**Exercise goal**:
Word for word, restate the lines that run from the line containing "doing a PR to" to the last line of the records below.

** Opening Exercise material block **

PR #861, opened 2025-07-25
Merge back 2.8.3

pascalaubry:


src/web/templates/common/base.html
```diff
@@ -173,6 +184,7 @@
 
                     // TODO we shouldn't do this for every modal
                     updateRecordByes();
+                    updateTieBreaksHelp();
```
Molrn, line 187: @pascalaubry mb, that's a miss from the review. Functions related to one modal should not be defined in base.html and executed for every modal.  
instead in `tournament_modal.html`:
```js
<script>
    $('#pairing-system').change(function() { [...] });
</script>
```
doing a PR to dev to apply this to `updateTieBreaksHelp` and `updateRecordByes`

Molrn (approved):
LGTM

PR #863, opened 2025-07-25
Remove modal specific functions from base.html

Molrn:


pascalaubry (approved):
Fine for me.
I don't merge if we want to change the content of the help texts (needs to be discussed).

timothyarmes:
I think we can merge now - that whole section will change anyway to allow for all the tie-break, more than 3 or them etc.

** Closing Exercise material block **

**Answer section**:
doing a PR to dev to apply this to `updateTieBreaksHelp` and `updateRecordByes`

Molrn (approved):
LGTM

PR #863, opened 2025-07-25
Remove modal specific functions from base.html

Molrn:


pascalaubry (approved):
Fine for me.
I don't merge if we want to change the content of the help texts (needs to be discussed).

timothyarmes:
I think we can merge now - that whole section will change anyway to allow for all the tie-break, more than 3 or them etc.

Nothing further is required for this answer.